Obviously this is about our Shock: game, and the players were Myself, Per, David, and Calum. David, Calum and I had never played the game before, and I gather that Per’s previous game was less-than-stellar, though whether that was a question of group dynamics or the more difficult v1 ruleset I have no idea. I was organizing the game, with help from Per. We briefly reviewed the concept behind the game, chatted for a bit, then started on the Grid.
There is a strong consensus that the Grid is a stroke of pure genius, almost instantly. We suggested the Issues - Privacy (David) Immigration (Me) Economic Depression (Calum) and Old Age (Per) and we all owned our own issues (although in play we all threw ideas in, and it rarely seemed the remit of one person.) Then we wrote the Shocks – Sleeves (disposable bodies, from Per) Personal Monitoring (David) Abolition of Pain (Pooka) and Cryonics (Calum). We eventually decided to have Cryonics as our Shock. Calum’s Protagonist lived at the intersection of Privacy and Cryonics. David ended up at Immigration and Cryonics. Per was at Economic Depression and Cryonics. I ended up at Old Age and Cryonics, and almost didn’t want to play it – I was worried that it was too much like the real issue of Old Age.
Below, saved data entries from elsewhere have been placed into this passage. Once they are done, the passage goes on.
PR #439, opened 2025-07-29
Update form-data

jfaltermeier:
* 2.x.x version is not updated, because it is only a transient dependency via a test

### DIFF
--- a/node/package-lock.json
+++ b/node/package-lock.json
@@ -10,7 +10,6 @@
       "workspaces": [
         "common",
         "e2e-tests",
-        "config-store",
         "landing-page",
         "testing-page"
       ],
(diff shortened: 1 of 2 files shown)


jfaltermeier:
This should fix some critical dependabot alerts

node/package-lock.json
```diff
@@ -10,8 +10,8 @@
       "workspaces": [
         "common",
         "e2e-tests",
+        "config-store",
```
lucas-koehler, line 13: This should not be here. I checked the node/package.json and it still has an entry for config-store in its workspaces. should we use this opportunity to rectify this ?

lucas-koehler (commented):
Hi @jfaltermeier , thanks for this update. Generally, the changes LGTM. I have one comment inline to rectify the node/package.json workspaces while we update the package-lock anyway.

lucas-koehler (approved):
Thanks for the update, LGTM now :)

PR #1057, opened 2017-03-24
[Log] Wire server_log handler

lyrixx:
This is the last part of the new `server:log` command.

Maybe a release of the monolog bundle could be better to avoid to require a dev package.
ping @Seldaek 

WDYT?

### DIFF
--- a/app/config/config_dev.yml
+++ b/app/config/config_dev.yml
@@ -22,6 +22,12 @@ monolog:
             type:   console
             process_psr_3_messages: false
             channels: ['!event', '!doctrine', '!console']
+        # To follow logs in real time, execute the following command:
+        # `bin/console server:log -vv`
+        server_log:
+            type:   server_log
+            process_psr_3_messages: false
+            host: 0:9911
         # uncomment to get logging in your browser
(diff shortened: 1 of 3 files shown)


Seldaek:
monologbundle 3.1.0 is out

app/config/config_dev.yml
```diff
@@ -22,6 +22,12 @@ monolog:
             type:   console
             process_psr_3_messages: false
             channels: ['!event', '!doctrine', '!console']
+        # To follow logs in real time, execute the following command:
+        # `bin/console server:log -vv`
```
kbond: Can we remove the need for `-vv`?

lyrixx: Actually, this is not mandatory ... it's just to get more logs.

kbond: Ah, I see, you only see warnings if excluded.

lyrixx:
I rebased the PR. Now it required the new symfony/monolog-bundle package.

fabpot:
Thank you @lyrixx.

PR #1058, opened 2017-03-24
Replace static calls with actual commands in composer.json

vudaltsov:
Composer now supports using `@php` to run commands. I suggest using this feature in favor of some `ScriptHandler::{method}` calls. This will make changing commands' options and arguments easier.

Also split the `cache:clear` call.

### DIFF
--- a/composer.json
+++ b/composer.json
@@ -32,8 +32,8 @@
         "symfony-scripts": [
             "Incenteev\\ParameterHandler\\ScriptHandler::buildParameters",
             "Sensio\\Bundle\\DistributionBundle\\Composer\\ScriptHandler::buildBootstrap",
-            "Sensio\\Bundle\\DistributionBundle\\Composer\\ScriptHandler::clearCache",
-            "Sensio\\Bundle\\DistributionBundle\\Composer\\ScriptHandler::installAssets",
+            "@php bin/console cache:clear --ansi",
+            "@php bin/console assets:install web --symlink --relative --ansi",
             "Sensio\\Bundle\\DistributionBundle\\Composer\\ScriptHandler::installRequirementsFile",
             "Sensio\\Bundle\\DistributionBundle\\Composer\\ScriptHandler::prepareDeploymentTarget"
         ],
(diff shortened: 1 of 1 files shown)


vudaltsov:
`--ansi` is added to force colorful output

composer.json
```diff
@@ -32,8 +32,9 @@
         "symfony-scripts": [
             "Incenteev\\ParameterHandler\\ScriptHandler::buildParameters",
             "Sensio\\Bundle\\DistributionBundle\\Composer\\ScriptHandler::buildBootstrap",
-            "Sensio\\Bundle\\DistributionBundle\\Composer\\ScriptHandler::clearCache",
-            "Sensio\\Bundle\\DistributionBundle\\Composer\\ScriptHandler::installAssets",
+            "@php bin/console cache:clear --no-warmup --ansi",
+            "@php bin/console cache:warmup --ansi",
+            "@php bin/console assets:install web --symlink --relative --ansi",
```
HeahDude: I'm 👎 on this change for now as it looses the ability to support extra config from the `composer.json`.

stof:
forcing colors is not good either, as the shell running the command might not support colors

Pierstoval:
I'm also 👎 because composer scripts are using the `extra` composer property (like @HeahDude said), and same for `--ansi`: the projects I deploy are executing these scripts in a shell that do not support colors, so this would result in showing ansi color characters, output becoming less readable. Let the scripts determine automatically whether to show colors or not, like it's already doing now.

composer.json
vudaltsov: My point was to stop using extra config and replace them with real cli arguments and options.

Do you mean that this will be a kind of a BC break?

vudaltsov:
Agree on the colors issue.

stof:
I'm -1 on changing this for Symfony 3.x, as we are currently working on Flex for the next-gen tooling. Let's keep the existing tooling as is (which has less drawbacks than your proposal)

vudaltsov:
Ok, agree with you! Thanx for explanations :)

PR #1063, opened 2017-04-21
remove AsseticBundle after broken merge

### LINKED ISSUE #1062: Why assetic still exists in composer.json?
If I am not mistaken the ascetic bundle was removed from the standard edition, right?

So I am confused when I see it in the composer file.

https://github.com/symfony/symfony-standard/blob/2.8/composer.json#L20

xabbuh:
This will fix #1062.


bocharsky-bw:
I think you have to regenerate `composer.lock` file. Actually, `composer remove symfony/assetic-bundle` should do the trick.

fabpot:
Thank you @xabbuh.

PR #1065, opened 2017-05-02
Use single quotes and project_dir parameter

yceruto:


yceruto:
I just updated other places too. (fabbot fails no related)

fabpot:
Thank you @yceruto.

PR #1066, opened 2017-05-02
remove deprecated %kernel.root_dir% from config.yml

JarJak:
From UPGRADE-3.3.md:
"Deprecated the kernel.root_dir parameter. Use the new kernel.project_dir parameter instead."

### DIFF
--- a/app/config/config.yml
+++ b/app/config/config.yml
@@ -13,7 +13,7 @@ framework:
     #translator: { fallbacks: ['%locale%'] }
     secret: '%secret%'
     router:
-        resource: '%kernel.root_dir%/config/routing.yml'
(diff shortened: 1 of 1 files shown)


app/config/config.yml
```diff
@@ -13,7 +13,7 @@ framework:
     #translator: { fallbacks: ['%locale%'] }
     secret: '%secret%'
     router:
-        resource: '%kernel.root_dir%/config/routing.yml'
+        resource: '%kernel.project_dir%/../config/routing.yml'
```
xabbuh: should be `resource: '%kernel.project_dir%/app/config/routing.yml'`

JarJak: done

fabpot:
Thank you @JarJak.

PR #1070, opened 2017-05-09
Making *all* classes in src/AppBundle available as services

weaverryan:
Hi guys!

tl;dr; This makes *all* services from `src/AppBundle/` available as services by default.

> This PR depends on symfony/symfony#22680 and symfony/symfony#22665

If this seems crazy to you, it's actually not: it's almost exactly how the system already works :).
By registering *all* of `src/AppBundle`, we will almost undoubtedly register some classes that should *not* be services. But, because the services are private, unless you actually reference them somewhere, they're simply removed. In other words, **we're not *really* importing all services from `src/AppBundle`, we're making all classes in `src/AppBundle` *available* to be used as services**.

Today, thanks to autowiring, if you type-hint a class that is *not* registered as a service, autowiring registers it for you. That means that **the total number of services in the compiled container today versus after this change will be the same**.

* **Today** if you don't explicitly register a service as public and don't type-hint/reference it anywhere, it's never added.
* **After**&nbsp;&nbsp;   if you don't explicitly register a service as public and don't type-hint/reference it somewhere, it's removed from the final container

So, the end result is the same as now. And there are a number of advantages:

**PROS**
* A) **Better developer experience: when a dev creates a new directory**, they don't need to remember to go into `services.yml` and add it. The original directories we added to the SE were a random "guess"... which should feel weird. I think it's because that approach is flawed in general.
* B) **Less WTF and better DX with `autoconfigure`**: now, if I create a new class that extends `Twig_Extension` but forget to import my `Twig` directory, then my extension won't work. After this, we'll find it for sure.
* C) **Clearer for the documentation**: before this change, in many places, we need to say "go to services.yml and add this new directory to your import... unless you already have it... and don't make your line look exactly like our's - you're probably also importing other directories"
* D) **We could deprecating the "autowire auto-registration" code in 3.4** (i.e. when autowiring automatically registers a private services if no instance exists in the container). That means less magic: this is actually *more* explicit. This could be awesome - we could remove some "hacky" code (e.g. symfony/symfony#22306). And, if you type-hinted an `Entity` (for example) in autowiring, instead of the container creating a service for you, it can give you a clear error

In theory, the CON is that this will slow down the container rebuilding as more services are added to `ContainerBuilder` (before being removed later). On one project, I compared the build time without importing everything (138 services added from `src/`) versus importing everything (200 services dded from `src/`). The build time difference was negligible - maybe 10ms difference (both were around 950ms).

Btw, the `exclude` key added in symfony/symfony#22680 is almost not even needed, since unused services are simply removed. But, currently, the `Entity` directory is an exception due to the new "argument resolver" trying to see if it can wire those as services. That could be fixed in the future. But `exclude` is kind of nice, if you want to explicitly safe-guard someone from accidentally type-hinting something from that directory. Again, that's *better* than now... where we will *always* auto-register an Entity if you type-hint it.

Cheers!

### DIFF
--- a/app/config/services.yml
+++ b/app/config/services.yml
@@ -8,18 +8,28 @@ services:
     _defaults:
         # automatically injects dependencies in your services
         autowire: true
-        # automatically registers your services as commands, form types, etc.
+        # automatically registers your services as commands, event subscribers, etc.
         autoconfigure: true
         # this means you cannot fetch services directly from the container via $container->get()
         # if you need to do this, you can override this setting on individual services
         public: false
 
-    # loads services from whatever directories you want (you can add directories!)
+    # makes classes in src/AppBundle available to be used as services
     # this creates a service per class whose id is the fully-qualified class name
     AppBundle\:
-        resource: '../../src/AppBundle/{Command,Form,EventSubscriber,Twig,Security}'
+        resource: '../../src/AppBundle/*'
+        # you can exclude directories or files
+        # but if a service is unused, it's removed anyway
+        exclude: '../../src/AppBundle/{Entity,Repository}'
 
+    # controllers are imported separately to make sure they're public
+    # and have a tag that allows actions to type-hint services
     AppBundle\Controller\:
         resource: '../../src/AppBundle/Controller'
         public: true
         tags: ['controller.service_arguments']
+
+    # add more services, or override services that need manual wiring
+    # AppBundle\Service\ExampleService:
+    #     arguments:
+    #         $someArgument: 'some_value'


app/config/services.yml
```diff
@@ -14,12 +14,22 @@ services:
         # if you need to do this, you can override this setting on individual services
         public: false
 
-    # loads services from whatever directories you want (you can add directories!)
+    # makes all classes in src/AppBundle available as services
     # this creates a service per class whose id is the fully-qualified class name
     AppBundle\:
-        resource: '../../src/AppBundle/{Command,Form,EventSubscriber,Twig,Security}'
+        resource: '../../src/AppBundle/*'
```
GuilhemN: This syntax doesn't register sub folders, isn't it ?

app/config/services.yml
```diff
@@ -14,12 +14,22 @@ services:
...
+        # you can include directories or files
+        # but if a service is unused, it's removed anyways
+        exclude: '^(AppBundle\.php|Entity|Repository)'
 
+    # controllers are imported separately to make sure they're public
+    # and have a tag that makes services
```
GuilhemN: This sentence looks incomplete

app/config/services.yml
weaverryan: It definitely does - the `FileLoader` always passes a `$recursive` flag set to `true` to the glob functionality. But, I totally understand what you're referring to with the normal `**` syntax :)

GuilhemN: Ok, thanks for your explanation ☺

app/config/services.yml
```diff
@@ -14,12 +14,22 @@ services:
...
+        exclude: '^(AppBundle\.php|Entity|Repository)'
 
+    # controllers are imported separately to make sure they're public
+    # and have a tag that makes allows actions to type-hint services
     AppBundle\Controller\:
         resource: '../../src/AppBundle/Controller'
         public: true
         tags: ['controller.service_arguments']
+
+    # add more service, or override services that need manual wiring
```
GuilhemN: `serviceS`

app/config/services.yml
```diff
@@ -14,12 +14,22 @@ services:
         # if you need to do this, you can override this setting on individual services
         public: false
 
-    # loads services from whatever directories you want (you can add directories!)
+    # makes all classes in src/AppBundle available as services
     # this creates a service per class whose id is the fully-qualified class name
     AppBundle\:
-        resource: '../../src/AppBundle/{Command,Form,EventSubscriber,Twig,Security}'
+        resource: '../../src/AppBundle/*'
+        # you can include directories or files
```
GuilhemN: Should be `exclude`, right ?

app/config/services.yml
```diff
@@ -14,12 +14,22 @@ services:
...
+        # but if a service is unused, it's removed anyways
+        exclude: '^(AppBundle\.php|Entity|Repository)'
 
+    # controllers are imported separately to make sure they're public
+    # and have a tag that makes allows actions to type-hint services
```
GuilhemN: `makes` should be removed

app/config/services.yml
weaverryan: Ha, thank you for the review! I managed to make a lot of typos... in a very small area :).

GuilhemN: That's why we do reviews :) Thanks for your pr!

app/config/services.yml
```diff
@@ -14,12 +14,22 @@ services:
         # if you need to do this, you can override this setting on individual services
         public: false
 
-    # loads services from whatever directories you want (you can add directories!)
+    # makes all classes in src/AppBundle available as services
```
fabpot: I would mention that not *all* classes end up as services

weaverryan:
Awesome! I tweaked the description of importing from `src/` and also updated to the new glob exclude pattern in symfony/symfony#22680

I also found an even more necessary reason for this change. Suppose you have:

```php
class IceCreamGenerator
{
    public function __construct(LoggerInterface $logger) {}
}
```

But you do *not* register this as a service. Instead, you just type-hint this in a controller:
```php
public function indexAction(IceCreamGenerator $generator)
```

This will work: autowiring will auto-register `IceCreamGenerator` as a service. But, suppose now that you add a un-autowireable arg to it:

```php
class IceCreamGenerator
{
    public function __construct(LoggerInterface $logger, $foo) {}
}
```

This is the error the user sees (only when they visit this page) is:

> Controller "AppBundle\Controller\BlogController::indexAction()" requires that you provide a value for the "$generator" argument. Either the argument is nullable and no null value has been provided, no default value has been provided or because there is a non optional argument after this one.

The error is *very* unclear. The reason is due to how the "controller args" feature works: if it has any issue autowiring an arg, it just skips it (it needs to do this, due to things like entities). That's fine, but the error is a problem.

But instead, if you load all services from `src/AppBundle` as I suggest in this PR, then you get correct error (and at compile time):

> Cannot autowire service "AppBundle\Delicious\IceCreamGenerator": argument "$foo" of method "__construct()" must have a type-hint or be given a value explicitly.

app/config/services.yml
```diff
@@ -8,18 +8,28 @@ services:
...
         public: false
 
-    # loads services from whatever directories you want (you can add directories!)
+    # makes classes in src/AppBundle available to be used as services
     # this creates a service per class whose id is the fully-qualified class name
     AppBundle\:
-        resource: '../../src/AppBundle/{Command,Form,EventSubscriber,Twig,Security}'
+        resource: '../../src/AppBundle/*'
+        # you can exclude directories or files
+        # but if a service is unused, it's removed anyways
```
GuilhemN: isn't `anyway` more usual?

fabpot:
Thank you @weaverryan.

fabpot:
see symfony/recipes#65 for the equivalent on Flex.

app/config/services.yml
```diff
@@ -8,18 +8,28 @@ services:
...
 
-    # loads services from whatever directories you want (you can add directories!)
+    # makes classes in src/AppBundle available to be used as services
     # this creates a service per class whose id is the fully-qualified class name
     AppBundle\:
-        resource: '../../src/AppBundle/{Command,Form,EventSubscriber,Twig,Security}'
+        resource: '../../src/AppBundle/*'
+        # you can exclude directories or files
+        # but if a service is unused, it's removed anyway
+        exclude: '../../src/AppBundle/{Entity,Repository}'
```
xabbuh: What about excluding controllers here explicitly too? They are registered below anyway (and excluding them here may prevent some confusion).

weaverryan: I'm mixed. On one hand, I want `exclude` to be a detail that people don't think about or even notice. In fact, the only reason it's even needed is for `Entity`, to avoid a weird situation where the new "controller service args" functionality keeps a reference to them so they're not removed. Adding `Controller` to it makes this setting seem even more important. 

On the other hand, especially in the future if we remove the "auto-register services" functionality from autowiring, exclude will be a nice way to explicitly prevent things from being used as services.

So, I *kind* of think we should not add it. In theory, we could also add `AppBundle.php`... but I think we should keep it minimal instead.

PR #1071, opened 2017-05-10
[minor] Remove spaces in configuration

mayeco:
Remove spaces in configuration


fabpot:
Good catch, thanks @mayeco.

PR #1072, opened 2017-05-10
Use PHP_SAPI instead of php_sapi_name()

javiereguiluz:
In Symfony code we only use PHP_SAPI and https://secure.php.net/manual/en/function.php-sapi-name.php says:

> Note:
> The PHP constant PHP_SAPI has the same value as php_sapi_name().


bocharsky-bw:
👍

fabpot:
Thank you @javiereguiluz.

This is funny, because in many ways I feel I got the character with the most “story meat” and I’m SO glad that I didn’t change my issue, because my Protag was an absolute joy to play.
We then drew up a bunch of minutiae, some relative to the Shock and some to our Issues: Cryonic Prisons, where people are frozen instead of serving jail terms, and they run rehabilitative programs fed into your dreams; that while frozen, your dreams can be influenced and even controlled, but that it requires expensive and delicate equipment that only governments and the super-rich can afford; that if you are deeply desperate you can “lease” your organs and be put in suspension until they are returned to you and you are then paid; that there are a range of freezing methods, from the high-end CryoSoft machines that freeze almost instantly and have no negative side effects, to the very low-end models that take a few hours to freeze and cause disorientation, chills, and sometimes nerve damage; that the elderly, when close to death, are frozen and kept on suspension, only being thawed out for special occasions and holidays; that poor workers sell themselves into “suspension work” where they are unfrozen to labour, then frozen again until their next shit, only being freed after a certain amount of accrued “time” is earned.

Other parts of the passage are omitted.